Mercredi 27 Mai: Doreen d’après Lettre à D. de André Gorz, écrit et mis en scène David Geselson

Tu viens juste d’avoir quatre-vingt-deux ans. Tu es toujours belle, gracieuse et désirable. Cela fait cinquante-huit ans que nous vivons ensemble et je t’aime plus que jamais. Récemment je suis retombé amoureux de toi une nouvelle fois et je porte de nouveau en moi un vide dévorant que ne comble que ton corps serré contre le mien.


Le 22 septembre 2007, André Gorz se suicide à l’âge de 84 ans avec sa femme Dorine, atteinte d’une maladie incurable. Toujours passionnément amoureux depuis ce fameux soir neigeux d’octobre 1947 où il avait osé l’inviter à danser, André Gorz contemple par-dessus son épaule ces cinquante-huit années de vie commune, parfois semées d’obstacles mais toujours affrontées à deux. Lettre à D. d’André Gorz est un récit sous forme d’une lettre d’adieu intime et émouvante que l’intellectuel de 83 ans, co-fondateur du Nouvel Observateur et spécialiste entre autres de la crise du capitalisme, adresse à sa femme Dorine un an avant de se donner la mort ensemble, après presque 60 ans d’amour.

En s’inspirant de Lettre à D. d’André Gorz publié en 2006, David Geselson invente ce qu’auraient pu être les échanges du couple au fil de leurs presque 60 ans d’amour et de vie commune interrompus par la maladie et la mort dans Doreen.

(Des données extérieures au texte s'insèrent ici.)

PR #3025, opened 2022-09-09
Default audit retention to same as SCMU

andreasohlund:
Since this allows us to remove the app.configs from the atts


src/ServiceControl.Audit/Auditing/AuditIngestionFaultPolicy.cs
```diff
@@ -68,7 +68,7 @@ await DoLogging(exception, failure)
 
         async Task DoLogging(Exception exception, dynamic failure)
         {
-            var id = Guid.NewGuid();
+            var id = Guid.NewGuid().ToString();
```
andreasohlund, line 71: @mikeminutillo I had to do this to get the tests to pass, looks related to https://github.com/Particular/ServiceControl/pull/3025/files#diff-f4bfa645e79dc51b6b0a1e892230e1a31eae7909c51149d6da22748c71e3d355R21

mikeminutillo (approved):

PR #3026, opened 2022-09-09
Adjust storage packaging to allow multiple audit stores

andreasohlund:


andreasohlund:
@mauroservienti adding you in the loop since you kindly volunteered ;)

PR #3074, opened 2022-09-28
Fix ATT execution when custom db name is defined per for each test

mauroservienti:


andreasohlund:
I know what causes the need for the hack, I’ll refactor and push a fix for that tomorrow so we can remove it

src/ServiceControl.Audit.AcceptanceTests/TestSupport/ServiceControlComponentRunner.cs
```diff
@@ -162,6 +166,13 @@ async Task InitializeServiceControl(ScenarioContext context)
 
                 var runtimePersistenceSettings = new PersistenceSettings(settings.AuditRetentionPeriod, settings.EnableFullTextSearchOnBodies, settings.MaxBodySizeToStore);
 
+                if (databaseName != null)
+                {
+                    // we want to preserve the database name across execution, otherwise when SC is started after setup
```
WojcikMike, line 171: This is needed only for ATT right?

andreasohlund: Correct

andreasohlund (approved):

Critique de la pièce Yael Hirsch pour Toutelaculture : Le comédien, auteur et metteur en scène est un fan du penseur de gauche, écologiste qu’était Gorz. L’homme né en Autriche en 23 est devenu français sous le nom de Gérard Horst. Ami de Sartre, il a notamment écrit pendant la grande époque des Temps Modernes. En 1947 il rencontre Doreen qu’il trouve « belle comme un rêve ». … Le spectacle permet de revenir sur leur histoire qui a duré 58 ans. L’enjeu pour David Geselson était d’adapter cette Lettre à D qui l’obsède depuis des années, en théâtre. L’idée géniale fut de nous transporter dans l’intimité de ce vieux couple aux colères intactes. Le public est assis partout autour d’eux. Nous sommes dans leur salon moquetté où une grande table est garnie de vins, de jus de fruits et de victuailles. Doreen (Laure Mathis) et Gérard (David Geselson) nous reçoivent chez eux, nous invitent à nous servir. C’est donc, avec un verre à la main et à grande proximité des comédiens que nous sommes les voyeurs de leurs disputes aux accents très intellectuels. Les livres de Léon Trotski, d’Hannah Arendt ou Claude Levi-Strauss croisent les traités de médecine et les articles sur l’esclavage automobile dans cette pièce à la lumière chaleureuse. … Finalement, la lettre est peu utilisée, elle est à disposition, on peut la feuilleter, lui en lira des passages. Elle devient le prétexte a revenir sur les combats de Gorz. En interview, David Geselson le décrivait de la sorte : »Dans Doreen on vient vraiment raconter une histoire d’amour de gens qui sont très engagés politiquement. André Gorz est le père de l’écologie politique, c’est l’homme qui a pensé de manière très intéressante en France la réduction du temps de travail, la décroissance, la redistribution du travail… »


Nous discuterons de théâtre lorsque il est mensonge et parce qu’il n’est rien d’autre, justement ; et que s’empilent toujours le mensonge du comédien, le mensonge du spectateur qui feint d’y croire. Ou seul le texte détient une vérité. Le héros lance la pièce par un En vérité je mens. Ce que je représente est déjà faussé. Est ce lui qui parle ou le comédien au milieu de sa représentation, ou les deux?

Nous discuterons du statut du comédien philosophe qui veut savoir comment vivre en philosophe face au trauma, face à l’autre et son désir, face au réél de la maladie, face à la magie aussi de cette mère-touterelle.